11_Mein Start ins Berufsleben

rsprünglich wollte ich Tischler werden. Die großen Holzbearbeitungsmaschinen beeindruckten mich und ich erinnerte mich gut daran, als der
Tischler unsere Stube und das Vorhaus einrichtete. Meine Eltern ermutigten mich, diesen Beruf zu ergreifen. Geschickt und fleißig war ich ja. Auf
Anfrage meines Vaters bekam ich beim Tischler Denk in Andorf einen Ferialjob, der mich ziemlich auf den Boden der Realität holte. 4 Wochen lang trug ich fast nur Spanplatten und andere schwere Teile durch die Gegend. Ich war fix und fertig.

Schließlich besorgten mir meine Eltern noch einen zweiten Ferialjob beim Buchinger-Tischler. Dabei schmiergelte ich tagelang Türen mit Lackschleifpapier, um sie für die zweite Lackierung vorzubereiten. Das war weniger anstrengend, aber nicht weniger eintönig. Mangels Alternativen behielt ich diesen Frust für mich und wäre fast Tischler geworden. Mein Papa organisierte dann noch ein Vorstellungsgespräch bei der Firma Weyland, wo er zu dieser Zeit arbeitete.
Am Heimweg von diesem Vorstellungsgespräch hatte mein Papa plötzlich einen Geistesblitz. Er legte eine Vollbremsung hin und fuhr rechts heran. „Bei der OKA (heute Energie AG) könnten wir auch noch nachfragen“, meinte er. Papa ging hinein, während ich im Auto wartete. Nach einigen Minuten kam er mit einem Bewerbungsformular wieder zurück. „Nun gut, wenn Papa meint, dann mache ich halt die Aufnahmeprüfung bei der OKA“. Wir mussten uns dann noch politisch als „Schwarze“ deklarieren, ein Empfehlungsschreiben eines Landesrates, der nicht einmal meine Eltern, geschweige denn mich kannte, wurde uns förmlich aufgedrängt. Und schließlich schrieb mein damaliger Schuldirektor und Schachlehrer seinem Freund und damaligen Generaldirektor der OKA noch einen Brief, in dem er mich empfahl.
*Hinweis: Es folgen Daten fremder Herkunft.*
PR #326, opened 2017-11-27
[CodePush] fixed the debug function passing and private properties code

buptkang:
This PR fixes the issue from the previous PR #321 that @christav pointed out.

This PR fixed:

1. private constructor properties mentioned in [here](https://github.com/Microsoft/appcenter-cli/pull/321#discussion_r153288656). 
2. remove debug function to pass through [here](https://github.com/Microsoft/appcenter-cli/pull/321#discussion_r153288656).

Ich hatte keine Ahnung, was mich bei der OKA erwarten würde, außer dass ich in die Lehrwerkstatt nach Gmunden musste. Alle gaben mir zu verstehen, „wenn die OKA dich nimmt, dann musst du unbedingt zusagen“. Und sie nahmen mich tatsächlich auf! Ich war froh darüber, weil ich nun nicht mehr Tischler werden musste und sagte selbstverständlich zu.

Die Lehrzeit in Gmunden war für mich ein neuer Lebensabschnitt und kein Honiglecken. In meinem kleinen Zimmer, welches ich mir mit Silvio teilte, war ich 85km von zu Hause entfernt und kam nur am Wochenende heim. Die Umstellung war auch für einige meiner Jahrgangskollegen schwer. Vom Feilheft hatten wir Blasen an den Händen und den ganzen Tag am Schraubstock zu stehen, war alles andere als vergnüglich. Am Donnerstag der zweiten Woche leerten wir zu viert eine Flasche Schnaps, um unseren Frust zu ertränken.
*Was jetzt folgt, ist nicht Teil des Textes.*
Issue #328, opened 2017-11-28
React Native - Deleting output folder after release


renatoagds:
Hi!

Today I migrated from `code-push-cli` to `appcenter-cli`, but I'm having a problem, I use the generated bundle and sourcemap to upload them for `sentry`:

https://docs.sentry.io/clients/react-native/codepush/

But, in the final of the release process the `appcenter-cli` delete the generated folder:

https://github.com/Microsoft/appcenter-cli/blob/master/src/commands/codepush/release-react.ts#L153

I want to propose a flag to avoid delete the output dir, so I could keep the files after a release.

ruslan-bikkinin:
Hi @renatoagds and thanks for submitting the issue. I've been fixed it here: #329 Do you have a chance to take a look at it and check whether it works for you or you have any more issues with that?

henrikra:
Please fix this :D It does not make sense that we are defining output directory and then it is deleted at the end :O We want also send our sourcemaps to Bugsnag

renatoagds:
@ruslan-bikkinin hey! thanks for the quick response! I'll test today it and send the feedback. 👍

renatoagds:
@ruslan-bikkinin tested your branch and worked like a charm, waiting for a new release. 🚀

sergey-akhalkov:
Hi @christav, could you please merge this PR in addition to this one https://github.com/Microsoft/appcenter-cli/pull/331 and probably make a new CLI release?

christav:
I merged the PR, I'll do a new release on Monday.

christav:
Release 1.0.6 is out with this fix. I'm closing this, if 1.0.6 doesn't fix the issue please reopen this.

PR #329, opened 2017-11-29
Fix final deletion of output directory after codepush release-react

ruslan-bikkinin:
This PR including fix for #328


henrikra:
Hmm try to do release with your change and after that make another. I usually get error then. I guess this has something to do that the output folder is there and it is not empty or something

ruslan-bikkinin:
@henrikra got it. This is regression after moving codepush to appcenter, I'll fix it in the next PR. For now you should create output directory manually like this: `mkdir -p /your/out/dir`.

Ich stellte schnell fest, dass die meisten meiner Lehrgangskollegen tatsächlich was drauf und nicht nur politische Fürsprecher hatten. Unter 240 Bewerbern wurden 20 ausgewählt und ich war dabei. Das heißt, die Konkurrenz war groß. Von meinen Noten her konnte ich mich am Anfang des hinteren Drittels halten. Damit war ich eigentlich zufrieden. Dennoch war ich spätestens ab dem zweiten Jahrgang wieder ein Außenseiter. Diesmal ausgelöst durch meine religiöse Überzeugung, die ich von den Seminaren in Stadl mitbrachte.
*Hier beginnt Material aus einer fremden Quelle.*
PR #330, opened 2017-11-29
Updates the UITest template zip location to point to 1.1

owenniblock:
Updates generate command to use new templates.

### DIFF
--- a/src/commands/test/generate/uitest.ts
+++ b/src/commands/test/generate/uitest.ts
@@ -14,6 +14,6 @@ export default class GenerateUITestCommand extends GenerateCommand {
     super(args);
   }
 
-  protected zipPathAndroid = "UITest/Android-1.0.zip";
-  protected zipPathiOS = "UITest/iOS-1.0.zip";
+  protected zipPathAndroid = "UITest/Android-1.1.zip";
+  protected zipPathiOS = "UITest/iOS-1.1.zip";
 }


christav:
@krukow Thanks, I'll merge and release tomorrow - well, later today :-) - morning.

owenniblock:
I've confirmed that `ts-node src/index.ts test generate uitest --platform android --output-path ~/tmp-gen` pulls down the latest .zip - I'm also not entirely sure how this is used by the launch test. Should we find that out before this goes live?

krukow:
Yes, this goes through the normal QA process

owenniblock:
Don't merge this yet :) Explanation below.

owenniblock:
Talking to Tomasz I've now got a better understanding of the build process behind the launch test.

There is a reference to the project name in one of the build TS files. I will detail this on the VSTS ticket but the upshot is that before we release this to the CLI we need to:
1. Update this reference in the script.
2. Do some magic to migrate users who already have this script.

We'll have to get all this in place before we release this change to the cli because the script currently takes the _latest_ version of the appcenter-cli.

I would suggest we patch Android-1.0.zip and iOS-1.0.zip with the latest UITest to fix the broken package and then plan this out given the new knowledge.

krukow:
@owenniblock thanks for the update

krukow:
@owenniblock @christav publishing this is safe - please merge and publish

owenniblock:
Ok, I've confirmed with the build team this won't affect customers. So we're good to go with the original plan - sorry for the delay but I wanted to be cautious after talking to Tomasz :)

Eigentlich wollte ich mich gar nicht so stark outen, aber ich las in dem Buch „Wir wollen nur deine Seele“ von Satanismus und rückwärts bespielten Hardrock-Schallplatten. Selbst die Beatles sollen erst erfolgreich geworden sein, als John Lennon seine Seele Satan übergab. Mein Zimmerkollege Silvio hörte ausschließlich Hardrock und das nicht zu leise. Ich wollte mir das nicht mehr jeden Tag reinziehen müssen, also habe ich mich geoutet.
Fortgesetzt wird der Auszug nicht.